Ce pan du projet a commencé quand les données à long terme sur le suivi longitudinal des individus marqués a permis d’aborder des questions relatives aux effets de l’âge et de l’expérience sur les paramètres de reproduction et de mortalité des animaux.
Les questions principales sur lesquelles nous travaillons actuellement sont étudiées dans le cadre de la théorie de l’évolution des traits d’histoire de vie. Nous travaillons à la fois sur l’utilisation d’outils d’analyse de données longitudinales principalement utilisées en démographie humaine, et sur la compréhension des patrons de variation des traits d’histoire de vie le long de la trajectoire de vie des individus.
Peut-on déceler de la sénescence en termes de reproduction ? De mortalité ? Pour la reproduction, voit-on des patrons de variation de la taille de ponte ? De la probabilité d’élever des jeunes viables ?
La vitesse de déclin des paramètres de reproduction et d’augmentation de la mortalité est-elle liée à l’âge d’entrée de l’individu dans le segment reproducteur de la population ?
Quelle la forme de la relation entre reproduction et âge, et entre mortalité et âge ?
Les activités des jeunes avant leur entrée dans le segment reproducteur de la population (qui se fait entre 2 et 10 ans) sont-elles associées à des variations d’âge d’accession à la reproduction ? Notamment l’implication dans des activités territoriales avant-même la reproduction.
L’une des difficultés les plus ardues à surmonter vient du fait que les populations sont généralement composées d’individus dont le « potentiel à survivre », ou le « potentiel à se reproduire » n’est pas le même, pour des raisons souvent inconnues (les conditions connues durant le développement par exemple, ou durant la phase pré-reproductrice, qui dure plusieurs années, le terrain génétique, etc.). Dans une telle situation, il faut déjouer ce que les démographes appellent « les ruses de l’hétérogénéité». Séparer les variations du risque de mortalité au cours de la vie qui s’expriment chez chaque individu, et celles qui sont décelables quand tous les individus sont agrégés, a été l’une des avancées majeures de cette étude, qui permet de poursuivre les travaux dans ce domaine actuellement.

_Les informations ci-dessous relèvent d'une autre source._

PR #7385, opened 2023-03-01
added __mul__ operation

letv3:
This pull request contains the implementation of the __mul__ operation for PhiTensor and GammaTensors

### DIFF
--- a/packages/syft/src/syft/core/tensor/autodp/gamma_tensor.py
+++ b/packages/syft/src/syft/core/tensor/autodp/gamma_tensor.py
@@ -2161,6 +2161,36 @@ class GammaTensor:
     def divmod(self, other: Any) -> Tuple[GammaTensor, GammaTensor]:
         return self.__divmod__(other)
 
+    def __mul__(self, other: SupportedChainType) -> GammaTensor:
+        from .phi_tensor import PhiTensor
+        output_state = dict()
+        output_state[self.id] = self
+        if isinstance(other, PhiTensor):
+            other = other.gamma
+
+        if isinstance(other, GammaTensor):
+            output_state[other.id] = other
+
+            child = self.child * other.child
+            min_val = self.min_vals * other.min_vals
+            max_val = self.max_vals * other.max_vals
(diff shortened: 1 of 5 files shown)


packages/syft/src/syft/core/tensor/autodp/gamma_tensor.py
```diff
@@ -2161,6 +2161,36 @@ def __divmod__(self, other: Any) -> Tuple[GammaTensor, GammaTensor]:
...
+        output_state = dict()
+        output_state[self.id] = self
+        if isinstance(other, PhiTensor):
+            other = other.gamma
+
+        if isinstance(other, GammaTensor):
+            output_state[other.id] = other
+
+            child = self.child * other.child
+            min_val = self.min_vals * other.min_vals
```
iamtrask, line 2175: One possibly non-intuitive aspect here is signs. If min_vals and max_vals are both positive, both negative, or mix between positive and negative then it can flip whether it's min or max.

iamtrask (changes requested):
Exciting contribution to an important part of the codebase. I'm not the most up-to-date on the state of this part of the code ATM but I did have one meaningful piece of feedback. Great work!

packages/syft/src/syft/core/tensor/autodp/gamma_tensor.py
letv3: Hey @iamtrask  this PR is the `Trial of Spirit` from the padawan program (no new contributions).
However, it is interesting how we should deal with the combinations min_val and max_val
Here is the table of options.


|Firts Val | Seconda Val| Outcome
|---|---|---|
|positive| positive | positive |
|positive|negative|negative|
|negative|positive|negative|
|negative|negative|positive|

In cas of positive its obvious. In other cases, Simple `AND` operation, will change the outcome.
Strainght forward approach is to remember what value was negative and than preform `__mull__` on absolute values (but not sure if the result will be right).

madhavajay:
@letv3 great work! 🙌

PR #7393, opened 2023-03-03
Fix login 

IonesioJunior:
## Description
Due to PySyft API changes, we also had to update the way the frontend handles messages. This PR aims to fix and improve JSClient and the `/login` route.


madhavajay:
Dev frontend wont build at the moment so im merging this so we can get CI up and running again.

Voici une illustration du patron de variation de la probabilité annuelle de survie en fonction de l'âge: il y une différence entre le patron détecté au niveau de l'ensemble de la population, et le patron exprimé durant la vie de chaque individu.

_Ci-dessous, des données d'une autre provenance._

PR #484, opened 2021-11-25
Don't clear traffic graph when changing interval

rebroad:
This change stops the graph from being reset when the duration is changed. If the user wants it to be cleared, then they can click the reset button that is already present.

### DIFF
--- a/src/qt/trafficgraphwidget.cpp
+++ b/src/qt/trafficgraphwidget.cpp
@@ -159,8 +159,7 @@ void TrafficGraphWidget::setGraphRangeMins(int mins)
     int msecsPerSample = nMins * 60 * 1000 / DESIRED_SAMPLES;
     timer->stop();
     timer->setInterval(msecsPerSample);
-
-    clear();
+    timer->start();
 }
 
 void TrafficGraphWidget::clear()


shaavan:
Strong Concept ACK

It felt kind of annoying when you had network traffic data for the last 30 mins, and you, by mistake or intentionally moved the slider, and all data was lost.
I didn't think it was such a simple fix. Thanks for catching it @rebroad!
Let me do the testing and post the tested review soon!

shaavan (commented):
Approach NACK

The (x-axis) scale of the graph doesn’t update accordingly with the change in timer. 
For example,

When I set the timer to 45 min the graph looks like following:

Screenshot from 2021-11-26 16-06-54

But when I changed the scale to far-right, i.e., 1d. The graph remained the same:

Screenshot from 2021-11-26 16-07-00

The change done in this PR allows displaying the graph in the future according to the latest timer setting. However, since the time-scaling of the graph that is already displayed is not changing accordingly, it could lead to wrong conclusions on the user’s side.

The optimal behavior would be to expand or contract the displayed graph according to the latest time-scale setting.

jarolrod (commented):
Approach NACK, instead you should do more sampling and caching. Then display the appropriate data as the slider moves instead of clearing and drawing.

katesalazar:
Postponed until [approach NAK][0] is tackled
or fighted.

[0]: https://github.com/bitcoin-core/gui/pull/484#pullrequestreview-817113598

rebroad:
@shaavan PR #492 hopefully addresses your concerns raised here.

rebroad:
> The (x-axis) scale of the graph doesn’t update accordingly with the change in timer. For example,

I would argue that the user would have to be extraordinarily unintelligent to have an expectation of the X-axis being linear, if it is the same user that changed the duration and could see (at the time) that the pre-existing data was not resampled.

The only scenario I can see confusion arising is it someone viewed the graph without being aware that the scale has been changed mid-way through the data. I think there ought to be a limit to the extent we (developers) take responsibility for all the ways people can misinterpret data that has been manipulated by others.

The assumption here is there is only one user - the same user viewing the data as the user configuring the sample rate of that data.

And even if a 3rd party was involved - there's really very little "damage" that could occur from any false assumptions.



> 
> When I set the timer to 45 min the graph looks like following:
> 
> Screenshot from 2021-11-26 16-06-54
> 
> But when I changed the scale to far-right, i.e., 1d. The graph remained the same:
> 
> Screenshot from 2021-11-26 16-07-00
> 
> The change done in this PR allows displaying the graph in the future according to the latest timer setting. However, since the time-scaling of the graph that is already displayed is not changing accordingly, it could lead to wrong conclusions on the user’s side.
> 
> The optimal behavior would be to expand or contract the displayed graph according to the latest time-scale setting.

rebroad:
> Approach NACK, instead you should do more sampling and caching. Then display the appropriate data as the slider moves instead of clearing and drawing.

Personally, I would not want this functionality (I did consider it). I much prefer maximizing the use of the data already sampled (which resampling would not achieve).

shaavan:
> PR #492 hopefully addresses your concerns raised here.

#492 would be an improvement over the current implementation and can be helpful in many cases other than this PR.
However, it still does not fix the issue I described in its entirety.

Usually, we don't take the cursor to all the positions on the graph and read the specific time of that instance with focus. We typically glance over the chart as a whole to get a gist of the network traffic. So there is a risk of possible misinterpretation, even for an individual user.

Though @reboard has addressed this in [this](https://github.com/bitcoin-core/gui/pull/484#issuecomment-983795490) comment, I still think this is a bad UX design. And personally, for me, the possible declination in the user's experience outweighs the functionality this PR is introducing.

promag:
How about replacing the slider with something like image

Then it just needs some vertical lines with timestamps on the x-axis.

This suggestion is also an alternative to #483.

RandyMcMillan:
REF: https://github.com/bitcoin-core/gui/issues/532

RandyMcMillan:
Concept ACK

RandyMcMillan:
@rebroad - Please rebase - I prefer to test PR on a more recent commit. (Even though it is a trivial change) -thanks
NOTE: current /gui master passes CI 9ec3991ad3b2ae91997c696a4c2f187fe538eff0

RandyMcMillan:
Dynamic scaling based on QSlider value -> https://github.com/RandyMcMillan/gui/tree/1643137693-retain-network-graph-on-interval-change

RandyMcMillan:
@rebroad - I recommend renaming this PR to 
```
gui: Network Traffic Graph - dynamic scaling view
```
or something similar.

https://user-images.githubusercontent.com/152159/151081341-78ef4334-21e4-4919-9265-4502d1e338ee.mov

RandyMcMillan:
@rebroad - I submitted a PR to your repo or you can fetch my commit and cherry-pick it on top of yours.
Thanks - https://github.com/RandyMcMillan/gui/commit/00c016f1a0a74ff5bedf28f10dc9ea3071f6b648

RandyMcMillan:
The scaling is working...

https://user-images.githubusercontent.com/152159/151122794-dd3d44c3-0687-4739-9016-6b80b67615e8.mp4

RandyMcMillan:
@rebroad - I based this PR on the commit in this PR...

https://github.com/bitcoin-core/gui/pull/539

hebasto:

Les recherches actuelles se sont déplacées sur un nouvel enjeu: comprendre les processus gouvernant la diversité des trajectoires longitudinales individuelles, à l’image des études de parcours de vie en démographie humaine. De manière ultime, ces trajectoires résultent en une distribution de la fitness individuelle dans les populations. Ces trajectoires sont caractérisées par une succession d’états (pré-reproducteur, reproducteur en succès, en échec, non-reproducteur) et une longévité.

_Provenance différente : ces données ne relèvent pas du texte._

PR #492, opened 2021-12-01
Show ToolTip on Network Traffic graph

rebroad:
Enables a tooltip on the graph to make it easier to see what point in time a part of the graph corresponds to.

image

This PR includes the change in #484, but also deals with the potential issues that the simplicity of 484 introduced.

TODO:
- [x] make it easier to select a point on the graph by factoring in the vertical position of the mouse pointer also.
- [ ] maybe - add ridges on the X-axis to show where an interval change or time jump occurs.
- [x] make the Units translateable.

### DIFF
--- a/src/qt/trafficgraphwidget.cpp
+++ b/src/qt/trafficgraphwidget.cpp
@@ -47,16 +47,22 @@ int TrafficGraphWidget::getGraphRangeMins() const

Les arrangements d’états dans les parcours individuels soulèvent des questions concernant les effets de l’âge (expérience, sénescence), l’existence de compromis entre la reproduction précoce et plus tardive, et interrogent sur l’existence de plusieurs types de parcours pouvant être éclairés par la théorie de l’évolution des histoires de vie et analysés par des méthodes démographiques. Ces trajectoires individuelles peuvent varier en fonction des conditions connues par l’individu durant son développement, ou durant sa vie reproductrice. Le taux de croissance d’une population dépend donc du vécu des individus de nombreuses années avant. Comprendre les effets différés d’événements environnementaux est important pour comprendre la dynamique contemporaine d’une population. Seuls les suivis longitudinaux à long terme donnent accès à ces connaissances. La composition (par exemple la structure d’âge) d’une population lors d’une perturbation influence sa réponse démographique : cette dernière est le résultat de la réponse différente de plusieurs catégories d’individus présents dans la population à un moment donné. Le suivi individuel de chaque animal permet de prendre en compte l’hétérogénéité au sein des populations et d’éviter les pièges "des ruses de l’hétérogénéité", bien connus en démographie humaine.
Récemment notre attention s’est portée sur le rôle respectif de processus démographiques stochastiques, et de processus différents, mais non exclusifs, connus en démographie humaine ou d’autres champs disciplinaires ("frailty" : traits latents gouvernant les processus de reproduction et de mortalité ; "state-dependance" : modification des arrangements d’états par l’expérience d’états passés, etc.).